PROBLEM STATEMENT: Where the string "gradient" occurs in the material below, report the whole line.

== == ==

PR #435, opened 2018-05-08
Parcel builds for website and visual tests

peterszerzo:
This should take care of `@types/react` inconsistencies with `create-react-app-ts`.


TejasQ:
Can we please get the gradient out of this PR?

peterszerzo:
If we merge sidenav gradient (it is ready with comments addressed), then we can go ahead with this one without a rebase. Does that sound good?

== == ==

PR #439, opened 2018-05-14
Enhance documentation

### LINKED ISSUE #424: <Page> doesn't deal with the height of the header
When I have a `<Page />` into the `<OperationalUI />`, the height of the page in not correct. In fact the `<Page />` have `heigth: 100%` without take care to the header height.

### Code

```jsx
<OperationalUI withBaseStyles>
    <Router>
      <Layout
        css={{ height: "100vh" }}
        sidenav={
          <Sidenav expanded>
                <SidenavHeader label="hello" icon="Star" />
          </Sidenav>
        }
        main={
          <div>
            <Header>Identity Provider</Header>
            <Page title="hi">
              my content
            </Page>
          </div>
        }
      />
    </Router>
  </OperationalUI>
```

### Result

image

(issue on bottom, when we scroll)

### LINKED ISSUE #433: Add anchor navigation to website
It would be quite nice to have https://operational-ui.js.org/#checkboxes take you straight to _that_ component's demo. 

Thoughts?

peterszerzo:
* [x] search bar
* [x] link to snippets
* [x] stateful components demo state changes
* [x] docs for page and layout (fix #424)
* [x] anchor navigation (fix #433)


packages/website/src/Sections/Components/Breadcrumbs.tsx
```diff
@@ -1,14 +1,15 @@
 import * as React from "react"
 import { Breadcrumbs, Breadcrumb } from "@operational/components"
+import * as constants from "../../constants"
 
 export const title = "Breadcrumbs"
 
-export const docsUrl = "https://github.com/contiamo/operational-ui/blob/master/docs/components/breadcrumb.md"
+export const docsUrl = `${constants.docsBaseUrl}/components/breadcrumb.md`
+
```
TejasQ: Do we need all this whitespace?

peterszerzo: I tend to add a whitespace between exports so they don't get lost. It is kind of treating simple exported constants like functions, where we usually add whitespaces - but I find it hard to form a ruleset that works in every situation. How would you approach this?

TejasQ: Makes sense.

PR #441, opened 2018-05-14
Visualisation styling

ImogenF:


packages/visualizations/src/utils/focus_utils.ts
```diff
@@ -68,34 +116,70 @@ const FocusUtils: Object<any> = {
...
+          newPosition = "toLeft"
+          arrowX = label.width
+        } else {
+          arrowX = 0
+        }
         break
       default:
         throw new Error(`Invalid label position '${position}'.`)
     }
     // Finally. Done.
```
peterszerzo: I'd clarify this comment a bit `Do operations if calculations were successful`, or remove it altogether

== == ==

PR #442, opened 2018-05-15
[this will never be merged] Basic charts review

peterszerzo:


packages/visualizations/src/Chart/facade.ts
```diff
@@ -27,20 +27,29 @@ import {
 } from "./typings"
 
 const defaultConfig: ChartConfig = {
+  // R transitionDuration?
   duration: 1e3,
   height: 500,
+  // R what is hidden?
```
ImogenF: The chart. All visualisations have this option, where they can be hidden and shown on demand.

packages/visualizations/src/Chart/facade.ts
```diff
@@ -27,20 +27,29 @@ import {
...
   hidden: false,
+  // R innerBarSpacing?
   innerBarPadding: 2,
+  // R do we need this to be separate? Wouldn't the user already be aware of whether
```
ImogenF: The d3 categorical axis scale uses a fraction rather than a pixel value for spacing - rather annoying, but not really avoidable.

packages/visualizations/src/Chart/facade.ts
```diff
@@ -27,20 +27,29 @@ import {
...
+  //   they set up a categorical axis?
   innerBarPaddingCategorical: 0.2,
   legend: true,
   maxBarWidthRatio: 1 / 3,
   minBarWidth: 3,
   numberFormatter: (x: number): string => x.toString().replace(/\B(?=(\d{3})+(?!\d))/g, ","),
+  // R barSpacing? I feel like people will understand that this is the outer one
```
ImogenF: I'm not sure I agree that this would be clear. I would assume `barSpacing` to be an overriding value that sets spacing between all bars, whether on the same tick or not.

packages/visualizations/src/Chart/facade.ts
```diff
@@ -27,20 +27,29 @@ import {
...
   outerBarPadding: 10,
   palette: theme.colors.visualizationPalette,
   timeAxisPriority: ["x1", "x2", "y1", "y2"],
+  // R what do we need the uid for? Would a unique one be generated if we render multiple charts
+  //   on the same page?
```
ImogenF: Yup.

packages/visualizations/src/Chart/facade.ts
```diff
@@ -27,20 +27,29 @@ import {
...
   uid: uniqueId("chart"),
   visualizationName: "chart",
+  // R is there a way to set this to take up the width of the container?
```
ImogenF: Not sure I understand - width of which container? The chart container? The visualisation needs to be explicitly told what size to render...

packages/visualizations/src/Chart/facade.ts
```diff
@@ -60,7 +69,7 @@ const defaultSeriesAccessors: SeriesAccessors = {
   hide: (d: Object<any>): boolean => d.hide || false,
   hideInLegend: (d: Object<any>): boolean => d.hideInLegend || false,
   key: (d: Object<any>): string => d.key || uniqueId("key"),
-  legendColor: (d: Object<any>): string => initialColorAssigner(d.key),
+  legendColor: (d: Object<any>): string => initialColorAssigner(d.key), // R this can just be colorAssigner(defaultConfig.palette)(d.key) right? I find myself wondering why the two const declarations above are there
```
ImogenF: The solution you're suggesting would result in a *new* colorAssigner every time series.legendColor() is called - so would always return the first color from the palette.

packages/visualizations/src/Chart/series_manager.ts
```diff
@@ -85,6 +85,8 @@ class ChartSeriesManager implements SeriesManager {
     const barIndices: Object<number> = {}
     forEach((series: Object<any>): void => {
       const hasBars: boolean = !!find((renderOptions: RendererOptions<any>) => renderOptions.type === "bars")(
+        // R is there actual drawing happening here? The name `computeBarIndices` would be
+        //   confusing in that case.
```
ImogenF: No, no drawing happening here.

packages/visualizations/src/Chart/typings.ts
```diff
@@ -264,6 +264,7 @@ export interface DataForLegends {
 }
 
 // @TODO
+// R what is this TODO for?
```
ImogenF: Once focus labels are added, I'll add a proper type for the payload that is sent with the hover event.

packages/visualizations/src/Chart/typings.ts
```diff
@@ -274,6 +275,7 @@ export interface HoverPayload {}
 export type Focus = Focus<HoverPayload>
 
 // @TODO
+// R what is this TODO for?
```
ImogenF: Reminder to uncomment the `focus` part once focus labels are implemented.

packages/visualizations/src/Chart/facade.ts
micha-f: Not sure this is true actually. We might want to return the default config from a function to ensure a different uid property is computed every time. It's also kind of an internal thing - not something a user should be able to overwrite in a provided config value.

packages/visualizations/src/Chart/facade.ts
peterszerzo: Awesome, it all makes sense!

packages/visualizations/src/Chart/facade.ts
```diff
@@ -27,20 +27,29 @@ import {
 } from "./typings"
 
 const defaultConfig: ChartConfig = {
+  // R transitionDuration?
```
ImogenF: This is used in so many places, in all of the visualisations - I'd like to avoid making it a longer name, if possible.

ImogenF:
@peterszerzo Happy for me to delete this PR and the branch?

== == ==

OUTPUT FOR THIS EXERCISE:
Can we please get the gradient out of this PR?
If we merge sidenav gradient (it is ready with comments addressed), then we can go ahead with this one without a rebase. Does that sound good?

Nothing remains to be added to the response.